**PROBLEM TO WORK ON:** Copy, from the data below, each line that has the word "eLanguageTypeSwift".

[[ DATA PROVIDED open ]]

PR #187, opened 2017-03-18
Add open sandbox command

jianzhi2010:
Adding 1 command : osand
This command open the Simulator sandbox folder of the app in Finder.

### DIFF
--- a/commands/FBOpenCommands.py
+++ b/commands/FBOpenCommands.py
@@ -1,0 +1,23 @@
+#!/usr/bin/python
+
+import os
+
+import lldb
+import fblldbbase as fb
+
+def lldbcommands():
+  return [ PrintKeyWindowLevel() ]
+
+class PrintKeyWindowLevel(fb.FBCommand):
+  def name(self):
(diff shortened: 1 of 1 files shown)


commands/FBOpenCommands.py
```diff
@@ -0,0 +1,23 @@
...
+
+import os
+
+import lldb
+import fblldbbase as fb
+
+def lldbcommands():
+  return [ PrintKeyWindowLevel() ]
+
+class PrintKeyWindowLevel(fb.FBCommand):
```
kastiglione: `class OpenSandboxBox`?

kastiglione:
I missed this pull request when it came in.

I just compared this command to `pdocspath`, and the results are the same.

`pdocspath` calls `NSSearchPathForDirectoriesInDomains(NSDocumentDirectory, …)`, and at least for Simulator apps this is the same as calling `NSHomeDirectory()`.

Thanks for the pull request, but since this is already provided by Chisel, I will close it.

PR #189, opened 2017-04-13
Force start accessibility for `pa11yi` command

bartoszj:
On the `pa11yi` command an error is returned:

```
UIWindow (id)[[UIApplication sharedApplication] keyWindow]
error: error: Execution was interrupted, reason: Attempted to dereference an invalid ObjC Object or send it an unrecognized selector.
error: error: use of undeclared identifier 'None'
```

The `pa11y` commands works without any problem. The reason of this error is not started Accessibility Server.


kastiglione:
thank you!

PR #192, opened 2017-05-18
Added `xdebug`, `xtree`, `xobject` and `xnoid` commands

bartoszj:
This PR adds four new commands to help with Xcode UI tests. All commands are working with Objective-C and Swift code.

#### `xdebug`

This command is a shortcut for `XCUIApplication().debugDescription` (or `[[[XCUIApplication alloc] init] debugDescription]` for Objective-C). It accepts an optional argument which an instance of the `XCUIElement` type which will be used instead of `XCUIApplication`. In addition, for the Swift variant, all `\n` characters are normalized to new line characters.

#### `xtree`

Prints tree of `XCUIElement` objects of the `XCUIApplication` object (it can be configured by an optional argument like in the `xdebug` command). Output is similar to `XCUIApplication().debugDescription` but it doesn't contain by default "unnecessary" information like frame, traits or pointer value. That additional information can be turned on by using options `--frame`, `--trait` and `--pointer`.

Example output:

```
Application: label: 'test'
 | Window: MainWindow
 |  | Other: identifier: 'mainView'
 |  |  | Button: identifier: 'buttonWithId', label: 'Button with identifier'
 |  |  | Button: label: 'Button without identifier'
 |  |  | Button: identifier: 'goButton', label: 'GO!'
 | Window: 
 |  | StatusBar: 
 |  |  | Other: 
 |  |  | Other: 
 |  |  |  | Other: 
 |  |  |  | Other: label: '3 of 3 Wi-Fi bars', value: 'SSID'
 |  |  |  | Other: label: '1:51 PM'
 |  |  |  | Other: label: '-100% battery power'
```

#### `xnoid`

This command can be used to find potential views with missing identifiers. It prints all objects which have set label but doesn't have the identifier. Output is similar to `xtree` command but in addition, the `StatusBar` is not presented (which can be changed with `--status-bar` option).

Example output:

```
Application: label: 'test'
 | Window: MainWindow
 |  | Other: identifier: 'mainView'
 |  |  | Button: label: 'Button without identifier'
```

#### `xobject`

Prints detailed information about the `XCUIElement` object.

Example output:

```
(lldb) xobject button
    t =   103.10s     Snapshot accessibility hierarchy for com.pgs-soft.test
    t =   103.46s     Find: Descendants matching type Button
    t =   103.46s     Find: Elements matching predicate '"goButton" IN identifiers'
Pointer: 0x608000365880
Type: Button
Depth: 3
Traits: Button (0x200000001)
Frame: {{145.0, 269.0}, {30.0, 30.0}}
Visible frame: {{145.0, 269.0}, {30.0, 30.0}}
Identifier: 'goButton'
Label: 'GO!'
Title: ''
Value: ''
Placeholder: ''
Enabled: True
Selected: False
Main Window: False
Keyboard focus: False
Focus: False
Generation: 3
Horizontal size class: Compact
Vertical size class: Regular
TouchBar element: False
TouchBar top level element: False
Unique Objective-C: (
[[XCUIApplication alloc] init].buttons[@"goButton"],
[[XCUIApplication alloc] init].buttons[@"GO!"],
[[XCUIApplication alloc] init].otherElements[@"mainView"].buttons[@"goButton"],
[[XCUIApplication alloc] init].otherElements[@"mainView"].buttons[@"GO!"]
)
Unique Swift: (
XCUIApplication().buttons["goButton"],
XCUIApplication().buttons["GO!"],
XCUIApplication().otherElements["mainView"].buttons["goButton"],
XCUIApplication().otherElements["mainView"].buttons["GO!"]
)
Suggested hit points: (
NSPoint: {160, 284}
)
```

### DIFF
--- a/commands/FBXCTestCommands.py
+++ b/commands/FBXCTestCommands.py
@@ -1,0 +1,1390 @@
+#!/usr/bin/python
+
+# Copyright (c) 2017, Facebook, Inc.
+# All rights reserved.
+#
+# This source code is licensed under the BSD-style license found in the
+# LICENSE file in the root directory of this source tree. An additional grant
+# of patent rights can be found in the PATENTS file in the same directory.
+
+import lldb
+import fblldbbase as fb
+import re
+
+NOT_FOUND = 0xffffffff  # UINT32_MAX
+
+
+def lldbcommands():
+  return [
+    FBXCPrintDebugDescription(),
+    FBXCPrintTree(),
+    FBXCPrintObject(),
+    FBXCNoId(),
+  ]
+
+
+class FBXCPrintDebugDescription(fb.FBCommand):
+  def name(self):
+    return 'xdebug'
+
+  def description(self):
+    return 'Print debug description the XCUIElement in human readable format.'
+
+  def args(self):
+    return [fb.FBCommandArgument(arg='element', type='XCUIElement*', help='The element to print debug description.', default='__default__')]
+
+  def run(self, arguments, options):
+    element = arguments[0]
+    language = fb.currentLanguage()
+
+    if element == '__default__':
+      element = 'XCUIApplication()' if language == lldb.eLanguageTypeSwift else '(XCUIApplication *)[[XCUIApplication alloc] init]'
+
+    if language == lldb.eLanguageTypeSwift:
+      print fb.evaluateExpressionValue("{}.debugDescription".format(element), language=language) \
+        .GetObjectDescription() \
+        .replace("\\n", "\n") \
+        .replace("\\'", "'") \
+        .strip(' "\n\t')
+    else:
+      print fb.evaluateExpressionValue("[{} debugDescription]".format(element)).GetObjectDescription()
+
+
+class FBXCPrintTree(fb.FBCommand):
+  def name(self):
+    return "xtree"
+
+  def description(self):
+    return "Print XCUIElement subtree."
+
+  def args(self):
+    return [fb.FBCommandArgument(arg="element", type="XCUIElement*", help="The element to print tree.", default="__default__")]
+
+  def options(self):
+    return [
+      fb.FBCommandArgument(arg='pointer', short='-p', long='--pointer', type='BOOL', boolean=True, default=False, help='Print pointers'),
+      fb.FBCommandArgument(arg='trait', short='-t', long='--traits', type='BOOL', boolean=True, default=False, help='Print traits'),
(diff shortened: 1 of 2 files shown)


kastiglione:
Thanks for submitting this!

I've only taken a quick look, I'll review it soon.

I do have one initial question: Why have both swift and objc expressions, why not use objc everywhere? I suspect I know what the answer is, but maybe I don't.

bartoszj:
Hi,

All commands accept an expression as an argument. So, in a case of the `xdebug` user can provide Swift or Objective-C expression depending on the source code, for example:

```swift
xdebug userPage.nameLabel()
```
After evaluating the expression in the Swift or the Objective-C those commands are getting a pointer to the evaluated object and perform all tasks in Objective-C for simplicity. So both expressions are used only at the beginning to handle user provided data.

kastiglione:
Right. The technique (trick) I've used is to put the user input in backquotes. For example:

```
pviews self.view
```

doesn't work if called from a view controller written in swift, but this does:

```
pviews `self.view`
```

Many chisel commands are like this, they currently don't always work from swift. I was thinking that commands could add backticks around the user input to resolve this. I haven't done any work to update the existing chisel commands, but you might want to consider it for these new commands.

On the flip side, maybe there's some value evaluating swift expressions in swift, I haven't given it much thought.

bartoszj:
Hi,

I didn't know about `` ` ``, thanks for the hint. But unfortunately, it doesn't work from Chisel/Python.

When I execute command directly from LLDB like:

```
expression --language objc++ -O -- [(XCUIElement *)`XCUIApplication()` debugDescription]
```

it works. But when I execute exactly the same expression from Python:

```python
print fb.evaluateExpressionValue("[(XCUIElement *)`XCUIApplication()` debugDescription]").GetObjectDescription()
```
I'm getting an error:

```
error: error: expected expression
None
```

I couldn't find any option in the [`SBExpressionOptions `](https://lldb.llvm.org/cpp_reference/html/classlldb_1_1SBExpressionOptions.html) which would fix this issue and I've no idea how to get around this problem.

[[ DATA PROVIDED closed ]]
[[ DATA PROVIDED open ]]

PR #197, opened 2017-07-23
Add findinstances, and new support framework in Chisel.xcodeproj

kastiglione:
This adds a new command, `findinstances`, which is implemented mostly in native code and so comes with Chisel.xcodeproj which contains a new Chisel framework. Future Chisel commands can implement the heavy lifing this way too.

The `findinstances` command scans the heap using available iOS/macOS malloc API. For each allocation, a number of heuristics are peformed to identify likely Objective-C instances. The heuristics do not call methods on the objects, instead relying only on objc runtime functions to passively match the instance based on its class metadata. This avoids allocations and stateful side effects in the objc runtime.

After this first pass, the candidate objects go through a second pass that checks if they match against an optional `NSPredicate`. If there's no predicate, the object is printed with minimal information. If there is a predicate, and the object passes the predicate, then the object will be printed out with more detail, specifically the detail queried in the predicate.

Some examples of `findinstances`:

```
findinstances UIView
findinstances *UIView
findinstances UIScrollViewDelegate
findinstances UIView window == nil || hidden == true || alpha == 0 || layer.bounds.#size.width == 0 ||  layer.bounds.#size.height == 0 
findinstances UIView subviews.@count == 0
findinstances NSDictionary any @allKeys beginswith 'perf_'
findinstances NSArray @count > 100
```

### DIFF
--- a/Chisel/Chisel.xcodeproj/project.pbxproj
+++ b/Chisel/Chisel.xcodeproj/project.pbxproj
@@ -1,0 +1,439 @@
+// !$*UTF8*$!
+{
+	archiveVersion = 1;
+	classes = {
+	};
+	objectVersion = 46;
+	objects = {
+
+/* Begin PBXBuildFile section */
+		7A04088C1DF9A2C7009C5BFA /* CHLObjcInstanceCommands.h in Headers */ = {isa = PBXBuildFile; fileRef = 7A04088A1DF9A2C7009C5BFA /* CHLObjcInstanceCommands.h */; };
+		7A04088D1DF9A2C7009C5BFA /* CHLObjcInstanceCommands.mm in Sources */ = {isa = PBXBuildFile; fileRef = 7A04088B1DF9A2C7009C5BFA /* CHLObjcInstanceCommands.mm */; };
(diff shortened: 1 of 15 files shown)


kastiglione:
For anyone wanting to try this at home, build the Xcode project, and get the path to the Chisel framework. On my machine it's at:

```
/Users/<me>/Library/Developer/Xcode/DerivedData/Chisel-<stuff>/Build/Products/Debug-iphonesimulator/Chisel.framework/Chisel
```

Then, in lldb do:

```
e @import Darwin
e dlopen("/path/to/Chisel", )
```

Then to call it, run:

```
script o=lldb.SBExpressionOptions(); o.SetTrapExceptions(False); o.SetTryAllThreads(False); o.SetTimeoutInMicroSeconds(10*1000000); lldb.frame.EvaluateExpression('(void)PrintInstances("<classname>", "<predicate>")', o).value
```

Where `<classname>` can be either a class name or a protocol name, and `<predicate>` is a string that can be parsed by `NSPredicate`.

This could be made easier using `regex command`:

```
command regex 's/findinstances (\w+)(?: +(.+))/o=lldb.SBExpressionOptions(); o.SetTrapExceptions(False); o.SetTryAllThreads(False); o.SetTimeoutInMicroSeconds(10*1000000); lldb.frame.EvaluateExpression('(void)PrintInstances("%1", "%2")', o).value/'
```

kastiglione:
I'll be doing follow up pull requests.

[[ DATA PROVIDED closed ]]

**SOLVED EXERCISE:**
+      element = 'XCUIApplication()' if language == lldb.eLanguageTypeSwift else '(XCUIApplication *)[[XCUIApplication alloc] init]'
+    if language == lldb.eLanguageTypeSwift:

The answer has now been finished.